- Original Hong Kong poster.
- Traditional Chinese: 開心鬼5上錯身
- Simplified Chinese: 开心鬼5上错身
- Hanyu Pinyin: Kai xin gui wu(5) shang cuo shen
- Jyutping: hoi1 sam1 gwai2 fong3 syu2 gaa2
- Directed by: Norman Chan and Raymond Wong
- Produced by: Clifton Ko
- Starring: Raymond Wong; Kris Aquino; Roger Kwok; Tommy Wong;
- Cinematography: Wong Po-man
- Edited by: Clifton Ko
- Music by: Danny Chung
- Production company: Mandarin Films Limited
- Release date: 8 August 1991 (Hong Kong);
- Running time: 91 minutes
- Country: Hong Kong
- Language: Cantonese
- Box office: HK$ $7,506,113.00

= Happy Ghost V =

1991 Hong Kong film by Clifton Ko

Happy Ghost V (Chinese: 開心鬼5上錯身) is a 1991 Hong Kong comedy film directed by Clifton Ko. The film stars Raymond Wong and Filipina actress Kris Aquino. It is the final film of the original series and is followed by the reboot Magic to Win.

==Plot==
A sweet tale about a young woman's dog that makes a deal with the Happy Ghost (Raymond Wong) to become human for 49 days.
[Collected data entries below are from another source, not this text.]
PR #790, opened 2025-08-05
[WIP] Revamp token selection 

Sharqiewicz:


ebma (commented):
I love it 🥹

1) I noticed that the assets are not sorted by the value I own. I think it would be very nice for users if they see the tokens with the highest balance up top. Or at least some ordering of 
1st group: Assets with some balance, ordered by name
2nd group: Assets with no balance, ordered by name
We don't have to make this grouping visible with a divider or something, but as I said, having assets I own shown at the top would be great. 
image

2) I'd like to have the transitions a little quicker, also the transition for the transaction history. It takes a little too long for my taste until the dialogs are gone and I can interact with the app again. 

3) Sometimes when you select an asset from the list in the dropdown, the remaining items are re-ordered arbitrarily before the dialog is closing. This doesn't happen all the time and it's not a big deal but it's still weird to see as a user. 

4) The card is truncated too much so that not all the content is visible anymore. On 'Buy', it's missing the icons below the button row, on 'Sell' it's even missing the buttons to confirm. 
image

gianfra-t (commented):
Looking good! Really like the new components. For the preview, I tested a few combinations but I get `Invalid token details for EVM bridge`. Maybe because the object changed?

Sharqiewicz:
@gianfra-t The problem was that we were using several variants to name our tokens: ‘ETH’, “eth”, ‘USDC.e’, ‘usdc.e’, ‘usdce’. I fixed it now

PR #793, opened 2025-08-11
create helper functions to detect current env

Sharqiewicz:
Detect runtime environment (browser vs. server) and avoid importing winston in the browser.

Add a getEnvVar helper to validate and retrieve environment variables safely


ebma (approved):
Looks good to me 👌

PR #821, opened 2025-09-08
Add support for onramping to assethub with USDC/USDT/DOT

### LINKED ISSUE #820: Add support for onramping to Assethub with USDC/USDT/DOT

ebma:
Closes #820.


apps/api/src/api/services/quote/core/nabla.ts
```diff
@@ -0,0 +1,79 @@
...
+  effectiveExchangeRate?: string;
+}
+
+async function getNablaSwapOutAmount(
+  apiInstance: { api: ApiPromise },
+  fromAmountString: string,
+  inputTokenPendulumDetails: PendulumTokenDetails,
+  outputTokenPendulumDetails: PendulumTokenDetails
+): Promise<TokenOutData> {
+  return await getTokenOutAmount({
```
gianfra-t: Nit: can we use directly `getTokenOutAmount`?

apps/api/src/api/services/quote/engines/finalize/onramp.ts
```diff
@@ -0,0 +1,76 @@
...
+      if (!output) {
+        throw new APIError({
+          message: "OnRampFinalizeEngine requires bridge output for EVM",
+          status: httpStatus.INTERNAL_SERVER_ERROR
+        });
+      }
+      finalOutputAmountDecimal = new Big(output);
+    }
+
+    if (finalOutputAmountDecimal.lte(0)) {
```
gianfra-t: This should be positive at this stage right? As the the network/vortex fee we take should have been subtracted before this step (before the input to squidrouter or final xcm). 

I'm fine with leaving as defensive but just to be sure I understand.

apps/api/src/api/services/quote/engines/pendulum-transfers/offramp-stellar.ts
```diff
@@ -0,0 +1,54 @@
...
+    }
+  }
+
+  protected async compute(ctx: QuoteContext): Promise<PendulumTransferComputation> {
+    // biome-ignore lint/style/noNonNullAssertion: Context is validated in validate
+    const nablaSwap = ctx.nablaSwap!;
+
+    const fee = new Big(0); // The fee is not paid in the token being transferred
+    const inputAmountDecimal = this.mergeSubsidy(ctx, new Big(nablaSwap.outputAmountDecimal));
+    const inputAmountRaw = this.mergeSubsidyRaw(ctx, new Big(nablaSwap.outputAmountRaw)).toFixed(0, 0);
```
gianfra-t: Nit: let's have one `mergeSubsidy` that returns both units and raw.

packages/shared/src/services/xcm/hydrationToAssethub.ts
```diff
@@ -0,0 +1,40 @@
...
+
+  const info = await transaction.senderAddress("5GrwvaEF5zXb26Fz9rcQpDWS57CtERHpNehXCPcNoHGKutQY").getXcmFeeEstimate();
+
+  const destinationAmountRaw = info.destination.fee.toString();
+  // The destination fee is always in AssetHub DOT which has 10 decimals
+  const destinationAmountDecimals = multiplyByPowerOfTen(destinationAmountRaw, -10).toString();
+
+  const originAmountRaw = info.origin.fee.toString();
+  // The origin fee is always in HDX which has 12 decimals
+  const originAmountDecimals = multiplyByPowerOfTen(originAmountRaw, -12).toString();
```
gianfra-t: I am a bit confused about hydration fees. I understand that some extra fee is subtracted on Assethub, but we also pay on the sender chain some `HDX`?  I saw [here](https://github.com/pendulum-chain/vortex/blob/ab11d0bc20a3e0a3e189c35c1b5a323d811dcb42/apps/api/src/api/services/transactions/hydration/index.ts#L45), which I believe is the counterpart for the transaction builder, that we pay in the asset itself.

apps/api/src/api/services/quote/engines/finalize/onramp.ts
ebma: Yes it should, it's just a final failsafe.

apps/api/src/api/services/quote/engines/pendulum-transfers/offramp-stellar.ts
gianfra-t: Alright then 👍, I didn't see that other use case.

apps/api/src/api/services/quote/index.ts
```diff
@@ -0,0 +1,92 @@
...
+    });
+
+    const orchestrator = new QuoteOrchestrator();
+    const resolver = new RouteResolver();
+    const strategy = resolver.resolve(ctx);
+    try {
+      await orchestrator.run(strategy, ctx);
+    } catch (error) {
+      logger.error(error instanceof Error ? error.message : String(error));
+      throw new APIError({ message: QuoteError.FailedToCalculateQuote, status: httpStatus.INTERNAL_SERVER_ERROR });
```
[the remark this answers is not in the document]
ebma: I think it's not that important to give messages that fit the error case. As you can see, we are logging the error we receive with `logger.error()` so we can see the problem on the service logs. The returned API error is quite generic and only says that we failed to calculate the quote but that's enough for the average consumer of the API.

Issue #831, opened 2025-09-15
Make widget page automatically create/refresh the quote if no quoteId is passed to it


ebma:
## Context

The widget should be able to automatically create and refresh new quotes if no existing quote ID was passed to it. This brings several benefits, e.g. integrators don't have create a quote beforehand, and users can take as long as they want on the widget, without having the quote expire. 

## TODO

- Look at the parameters defined in https://github.com/pendulum-chain/vortex/issues/828. 
- Change the widget so that it automatically creates quotes based on the URL parameters passed to it.

ebma:
Done in #836.

Issue #828, opened 2025-09-12
Add endpoint to generate a widget URL


ebma:
## Context

With this endpoint, we are able to add more security to the widget in the future. For example, on the endpoint, we can require an api-key, or access-token in order to make it callable only from supported entities. 

## TODO

Add a new POST endpoint '/session/create' that can take the following body parameters:

For passing an existing quote to a widget: 
```
{
   "quoteId": "xxx-xxx",
   "walletAddressLocked": "1x0232r23jnjnfjk2n3fjkn434jknf443jnf4j4nf",
   "externalSessionId": "third-party-session-id-1",
   // "externalTransactionId": "third-party-transaction-id-1",
   // "externalCustomerId": "third-party-customer-id-1"
}
```

For creating a link to the widget that automatically refreshes the quote (without showing the form again)
```
{
   "inputAmount": "100",
   "sourceCurrencyCode": "USD",
   "destinationCurrencyCodeLocked": "BTC",
   "countryCode": "US",
   "paymentMethod": "CARD",
   "walletAddressLocked": "1x0232r23jnjnfjk2n3fjkn434jknf443jnf4j4nf",
   "externalSessionId": "meldSession1",
   // "externalTransactionId": "meldTransaction1",
   // "externalCustomerId": "meldCustomer1"
}
```

The response should contain the following:
```
{
   "widgetUrl": “https://app.vortexfinance.co/widget?rampType=BUY&inputAmount=100&fiat=usd&cryptoLocked=btc&payment=card&walletLocked=1x0232r23jnjnfjk2n3fjkn434jknf443jnf4j4nf
}
```

or for a widget that does not automatically refresh the quote (pass the `quoteId`):
```
{
   "widgetUrl": “https://app.vortexfinance.co/widget?quoteId=xxx-xxx&walletLocked=1x0232r23jnjnfjk2n3fjkn434jknf443jnf4j4nf
}
```

PR #836, opened 2025-09-16
Auto refresh quote widget

gianfra-t:
Issue #831 

Depending on the query params passed, we can load the quote based on the `quoteId` and lock it, in this case there is no refresh behavior.
Alternatively, we can fetch an initial quote based on the parameters and only then, move to `LoadingQuote`. This time, the quote is not locked and an internal process will fetch a new one based on remaining expiration time. This process will be triggered during the `KycComplete` state, and will be active as long as we are in that state.

### Description of changes:
- Implements logic to parse url params.
- Separates current effects to read url params, between `/widget` and regular swap paths.
- On the details step, check the wallet locked matches the connected wallet. As the other params, `walletLocked` is set the first time the component loads and cannot be changed.
- Adjust the states, and add process to automatically refresh the quote on the `KycComplete`. This is the last state before actually registering the ramp.


apps/frontend/src/machines/ramp.machine.ts
```diff
@@ -154,16 +204,43 @@ export const rampMachine = setup({
...
+      invoke: {
+        input: ({ context }) => ({ context }),
+        src: "quoteRefresher"
+      },
       on: {
         PROCEED_TO_REGISTRATION: {
           target: "RegisterRamp"
+        },
+        // TODO we need to define the action to take on quote refresh failure.
+        REFRESH_FAILED: {},
```
gianfra-t, line 233: We can either keep the old quote, or keep retrying the re-fetch. Alternatively we can fail the ramp assuming the backend is down.

gianfra-t:
Thanks @ebma you had some good finds and points to discuss. From bottom to top:
- I'll check why the confirm button didn't set the latest quote. I triple-checked that the state machine was updating it's context so it must be fetching it from a stale react state.
- Add what we discussed about the initial quote fetch error, due to invalid params.
- About refreshing the quote params
     
     > I think we should try to make sure that the params are always applied anew on page reload.
     I thought it would be better to "fix" the quote params from the initial load, because this way it is easier to handle redirects from our partners and also unintended reloads/persistance from the user side. But if replacing an existing quote with new params is something we need, we can make the changes.
     
- Finally for the sep case... I missed it completely. Since in the initial changes the quote was refreshing on the details page only. I like better the idea of going back to the details page, but mostly to respect the states we've defined and avoid having too much conditional logic on our components. After all, from the user's perspective, the actions to take are exactly the same!

apps/frontend/src/machines/ramp.machine.ts
gianfra-t: It won't keep refreshing right now, but we can make it so by just re-entering the same state like on UPDATE_QUOTE, except no quote is modified. Let's do that, and then the UI will handle the actions by blocking the confirm.

gianfra-t:
Pushed a few extra things besides the above. Most importantly, `BRL` onramp doesn't require a wallet connection now. And the parameter `walletLocked` is now taken into account to pre-fill and fix the onramp address.

apps/frontend/src/components/RampSubmitButton/RampSubmitButton.tsx
```diff
@@ -27,16 +29,27 @@ const useButtonContent = ({ toToken, submitButtonDisabled }: UseButtonContentPro
...
+      machineState: state.value,
+      quote: state.context.quote,
+      rampPaymentConfirmed: state.context.rampPaymentConfirmed,
+      rampState: state.context.rampState,
+      walletLocked: state.context.walletLocked
+    })
+  );
 
   return useMemo(() => {
+    if (walletLocked && accountAddress && getAddressForFormat(accountAddress, 0) !== walletLocked) {
```
ebma, line 47: We would need to normalize both addresses, just to be safe. 
```suggestion
    if (walletLocked && accountAddress && getAddressForFormat(accountAddress, 0) !== getAddressForFormat(walletLocked, 0)) {
```

apps/frontend/src/components/RampSubmitButton/RampSubmitButton.tsx
```diff
@@ -171,6 +185,9 @@ export const RampSubmitButton = ({ className }: { className?: string }) => {
   const toToken = isOnramp ? getOnChainTokenDetailsOrDefault(selectedNetwork, onChainToken) : getAnyFiatTokenDetails(fiatToken);
 
   const submitButtonDisabled = useMemo(() => {
+    if (walletLocked && accountAddress && getAddressForFormat(accountAddress, 0) !== walletLocked) {
```
ebma, line 188: Same here.

apps/api/src/api/services/ramp/quote.service/validation-helpers.ts
```diff
@@ -30,6 +30,7 @@ export function validateAmountLimits(
   limitType: "min" | "max",
   operationType: RampDirection
 ): void {
+  return; // Temporarily disable limit checks
```
ebma, line 33: Let's remove that check again.

ebma:
> I thought it would be better to "fix" the quote params from the initial load, because this way it is easier to handle redirects from our partners and also unintended reloads/persistance from the user side. But if replacing an existing quote with new params is something we need, we can make the changes.

Yeah, I think it's not easy to get this right. Especially if we consider the user could open different instances of the widget in different tabs. However, it just came to me that, once we have our endpoint for generating a widget URL, we can make it always pass a session ID. It's in the description of https://github.com/pendulum-chain/vortex/issues/828 already. It defines an `externalSessionId`. We can adjust the logic of the widget page so that it will override a previous quote with a fresh one on a page load if the `externalSessionId`s don't match. And if they do match, we do nothing. WDYT? This means it would be okay to keep this logic as is for now but adjust it once we have the widget endpoint.

gianfra-t:
@ebma the last commit adds the behavior we were discussing with `externalSessionId`. It does not make any assumptions about how the `externalSessionId` looks or what to do with it besides storing it, but we can take care of that in  https://github.com/pendulum-chain/vortex/issues/828.

apps/frontend/src/machines/ramp.machine.ts
```diff
@@ -103,6 +105,9 @@ export const rampMachine = setup({
       await new Promise(resolve => setTimeout(resolve, 30000));
       await refetchQuote(quote, partnerId, event => self.send(event));
     },
+    reloadKeepingParams: () => {
```
ebma, line 108: This seems to be unused?

apps/frontend/src/machines/ramp.machine.ts
```diff
@@ -13,29 +13,65 @@ import { aveniaKycMachine } from "./brlaKyc.machine";
...
+const refetchQuote = async (
+  quote: QuoteResponse,
+  partnerId: string | undefined,
+  sendBack: (event: RampMachineEvents) => void
+) => {
+  const now = Date.now();
+  const expires = new Date(quote.expiresAt).getTime();
+  const secondsLeft = Math.round((expires - now) / 1000);
+
+  console.log("Quote expires in", Math.round((expires - now) / 1000), "seconds");
```
ebma, line 52: Let's remove this log again.

ebma (approved):
It finally seems to work as expected 🙏 I was not able to test the Mykobo/SEP-24 flow for when the quote changes and we need to lead the user to Mykobo again. The quotes I had always had the same output amount so it didn't trigger.

I think we shouldn't show this "Quote expires in xxxx" text when we are in auto-refetch  mode though as it's putting unnecessary stress on the user.

PR #843, opened 2025-09-18
add squidrouter's quote id param to status request

gianfra-t:


ebma (approved):
Looks good to me 👌 did you do a dry run by e.g. creating an onramp and checking if the respective fields were populated as expected?

Issue #826, opened 2025-09-12
Change fields of quote and ramp endpoints


ebma:
## Context

Integrators shouldn't need to call both the 'get quote' and 'get ramp status' endpoint in order to get all the details of a pending ramp/transaction. Also, additional parameters are required. 

## TODO

Change the request of the quote endpoint. Allow passing the paymentMethod, a country code and the (blockchain) network. 
If a country code and network parameter are present in the request to the quote endpoint, the "from" and "to" field of the created quote should be derived from that. E.g. if the passed `countryCode` is 'BR', the `network` is 'polygon' and the `rampType` is 'BUY', the quote should be `"from": "pix"` and `"to": "polygon"`. Store the country code and network on the quote, too. 

Change the response of the quote endpoint. Unfold the existing `fee` field and instead of nesting it in `fee`, expand each item to separate line items with the suffix 'FeeFiat'. Also add the USD representation of the fee. Note that this data is already available on the `metadata` field of the quote as the `usdFeeStructure`:
```
"anchorFeeUsd": "0.75",
"networkFeeUsd": "0.507286",
"partnerFeeUsd": "0.00",
"totalFeeUsd": "3.81",
"vortexFeeUsd": "2.55",
"processingFeeUsd":"3.30" // anchor + vortex fee
```
 
----- 

Change the request of the 'register ramp' endpoint. Add the following parameters:
- `sessionId`: A session identifier passed from an integrator to the widget. 

Change the response of the 'get ramp' endpoint. Add the following parameters. 
- `status`: Similar to the 'currentPhase' field but simpler. Can have values 'PENDING', 'FAILED', and 'COMPLETE'
- `paymentMethod`: The payment method passed to the quote
- usd and fiat fees as included in the quote
- `sessionId`: The identifier passed to the register ramp endpoint
- `walletAddress`: The destination address where the funds will land
- `inputAmount`: Same as quote
- `outputAmount`: Same as quote
- **DON'T** return the `unsignedTxs` by default. Add an optional parameter `?showUnsignedTxs=true` to the endpoint so that this field is only returned when the parameter is passed and `true`.

PR #869, opened 2025-10-14
Change fields of quote and ramp endpoints

Sharqiewicz:
📋 Summary
This PR refactors the Quote and Ramp flows to explicitly include payment method, network, and country code data, flattens the fee model, updates backend models and migrations, and aligns frontend/UI with the new schema for clearer integration and display.

🎯 Key Changes

 Added paymentMethod, network, and countryCode fields to Quote creation and Ramp endpoints, ensuring corridor context is explicit in API responses.

 Flattened the fee model across backend and frontend (including RampFeeCollapse) for simpler representation; ensured usdFeeStructure support for Monerium.

 Refactored services to consistently derive {from,to} from {countryCode,network} and guarantee non-null network in QuoteTicket; added UI and docs updates for better UX and clarity.

📛 Breaking changes: Yes

 network is now required (non-nullable) in QuoteTicket and related API responses.

 Fee model flattened, removing nested structures — client updates required.

🆙 Dependencies: None

⚙️ Configuration: Added new DB migration for quote_tickets to include and enforce new fields.

✅ Review Focus Areas

Confirm network derivation logic never returns null and aligns with currency-country mapping rules.

Validate all UI components consume the flattened fee structure correctly, especially where nested data was previously expected.

Verify paymentMethod mapping consistency across Quote and Ramp endpoints.

Check that migrations correctly enforce network non-null constraints without data loss.

Closes https://github.com/pendulum-chain/vortex/issues/826. 

The PR includes improved copy animation:

https://github.com/user-attachments/assets/27500c9c-d474-44d5-bac7-6d1621bdbd72

### DIFF
--- a/apps/frontend/src/machines/ramp.machine.ts
+++ b/apps/frontend/src/machines/ramp.machine.ts
@@ -214,14 +214,7 @@ export const rampMachine = setup({
           assign({
             externalSessionId: ({ event }) => event.externalSessionId
           })
-        ],
-        // Assumed to be a new session, so we reset everything and reload the page.
-        // This will reload the new parameters and fetch a new quote.
-        guard: ({ context, event }) =>
-          event.externalSessionId !== undefined &&
-          context.externalSessionId !== undefined &&
-          event.externalSessionId !== context.externalSessionId,
-        target: ".Idle"
+        ]
       }
     ],
     SET_GET_MESSAGE_SIGNATURE: {


ebma:
Next time, please link the ticket that this PR is supposed to close in the description.

ebma (commented):
I like the changes, great job 👍 

How about we make sure that the countryCode and the network are always filled for a quote, with a reverse derivation? You already added a derivation of { countryCode + network } -> { from , to }. How about we also add a derivation of { from, to } -> { countryCode + network }, so that we can fill the QuoteTicket model with these attributes in case the creator of the quote didn't provide them.

PR #912, opened 2025-10-31
Add account creation to Vortex

### LINKED ISSUE #882: Account creation on Vortex
## Context
To enforce KYC status and limits, txn history it is necessary to introduce account creation in the Vortex app. 

## Todo
* Add a email login/signup once the user get's the quote
* Login/Signup should be one more card in the flow, card should have an input field for email and a "Submit" button
* On entering the email and submitting user should receive an code using which the user can login, after login they should land on details page. Ideally the code entering screen should have only fields for code and not button if the code is correct we automatically take the user to details page if not show and error saying "Incorrect code"
* Email should be used an unique identifier on the app for enforcing KYC status, Txn limits and also showing txn history
* The user should recieve an email for the following conditions
    * KYC status of Monerium
    * KYB status of Avenia
    * KYC status of MYKOBO 

## Note
* As of now this ticket does not include building a dashboard to show the limits and KYC status level, we can take that in the next iteration
* Following are the services that i found that can be used for AUTH (TBD by Techies)
    *  https://auth0.com/ - 25k monthly active users for free
    * Supabase also have Auth0 solution, with 50k user tier. I guess this would be easier to set as we already have supabase database. I assume.

ebma:
Closes #882.

This pull request introduces Supabase-based authentication to the API, including OTP (one-time password) flows, token verification, and user session management. It adds new authentication endpoints, middleware for extracting and verifying user identity from requests, and propagates the authenticated `userId` throughout the business logic and data models. Several routes now optionally or mandatorily require authentication, and the system is prepared for future endpoint protection. Additionally, the codebase is updated to store and utilize the `userId` in key models and service layers.

**Supabase Authentication Integration**

* Added Supabase configuration variables to `.env.example` and included `@supabase/supabase-js` as a dependency in `package.json`. [[1]](diffhunk://#diff-0ab7147cd8ad1eddcd936d4014fc9778eb565a51aed784bbdd32ffcba52cf22bR13-R17) [[2]](diffhunk://#diff-2c40985d6d91eed8ae85ec1c8e754a85984ee32e156a600d2b7a467423d7e338R14)
* Implemented `SupabaseAuthService` with methods for checking user existence, sending and verifying OTPs, verifying and refreshing tokens, and retrieving user profiles. [[1]](diffhunk://#diff-68cd0c0d1e099e39d947e3552961b9c234b9eea05628ad24217dbc343984254eR1-R123) [[2]](diffhunk://#diff-22746d1708a158bb169c7587c7d77e778c4a79afecc1312234bae67cc7eb3525R1)
* Created `AuthController` with endpoints for checking email registration, requesting OTP, verifying OTP, refreshing tokens, and verifying tokens. [[1]](diffhunk://#diff-11592c2b0b4781c39969ce572ad23ba0008c678cd60b78fe49d12a1fe10fdbacR1-R162) [[2]](diffhunk://#diff-10b45ae5cd3f68c532347e19e74f051da4c93fa5a8e9b2f71d44284de15c2d21R1-R12)
* Added `/v1/auth` routes for authentication endpoints and registered them in the main API router. [[1]](diffhunk://#diff-10b45ae5cd3f68c532347e19e74f051da4c93fa5a8e9b2f71d44284de15c2d21R1-R12) [[2]](diffhunk://#diff-c85c7f09aa62a7e695c63f32c5509b7dd3629b5cae5f06113a76082fff7a640bR6) [[3]](diffhunk://#diff-c85c7f09aa62a7e695c63f32c5509b7dd3629b5cae5f06113a76082fff7a640bR149-R158)

**Authentication Middleware and Route Protection**

* Added `requireAuth` and `optionalAuth` middleware to extract and verify user identity from Bearer tokens, attaching `userId` to the request.
* Updated BRLA, Quote, and Ramp routes to use `optionalAuth` middleware, allowing endpoints to access `userId` if provided. [[1]](diffhunk://#diff-cc056071743601e7f06b74c1da89586fcd2164f6d5cab8c22af67ad340b1faacR3) [[2]](diffhunk://#diff-cc056071743601e7f06b74c1da89586fcd2164f6d5cab8c22af67ad340b1faacL17-R28) [[3]](diffhunk://#diff-96ee41ea52d07414b976847906dbb10ba171ad0bd90c983e44f920e55513d762R5) [[4]](diffhunk://#diff-96ee41ea52d07414b976847906dbb10ba171ad0bd90c983e44f920e55513d762R46) [[5]](diffhunk://#diff-96ee41ea52d07414b976847906dbb10ba171ad0bd90c983e44f920e55513d762R105) [[6]](diffhunk://#diff-016833e3a0906840d05b278a2ecda8339cc3c85b1e7ed851be231bca9320182fR3) [[7]](diffhunk://#diff-016833e3a0906840d05b278a2ecda8339cc3c85b1e7ed851be231bca9320182fL32-R33)

**User Identity Propagation**

* Modified controllers (`brla.controller.ts`, `quote.controller.ts`, `ramp.controller.ts`) to store `userId` from the request in database records and service calls. [[1]](diffhunk://#diff-af106d92265e78561239a7f7a24d59b6286793b533d900e4540cd9ffb3729600R206-R213) [[2]](diffhunk://#diff-af106d92265e78561239a7f7a24d59b6286793b533d900e4540cd9ffb3729600L220-R226) [[3]](diffhunk://#diff-af106d92265e78561239a7f7a24d59b6286793b533d900e4540cd9ffb3729600R326-R342) [[4]](diffhunk://#diff-c5494f8a1a22eae1220bc526283c72ea801b78ee3d4ed78a6bb0ab6aba8e42b2L51-R52) [[5]](diffhunk://#diff-c5494f8a1a22eae1220bc526283c72ea801b78ee3d4ed78a6bb0ab6aba8e42b2L88-R90) [[6]](diffhunk://#diff-a0ecd784899c1184f33e112c97845c5123cc344f8c0a7c0368bb2d98886117adL40-R41)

But after those days are over he must go and be reincarnated.

==Cast==
- Raymond Wong as The Happy Ghost / Magic the Human Dog
- Kris Aquino as Kathy
- Roger Kwok as Jack Chiu
- Vincent Kok as George
- Gwan Joh Law as John
- Jeffrey Ho as Fatty Turtle
- Sun Wong as Mr. Chan
- Veronica Tsoi as Michelle

==Release==
===Box office===
Happy Ghost V ran in theatres from 8 August 1991 to 4 September 1991 and grossed a total of HK $7,506,113.00.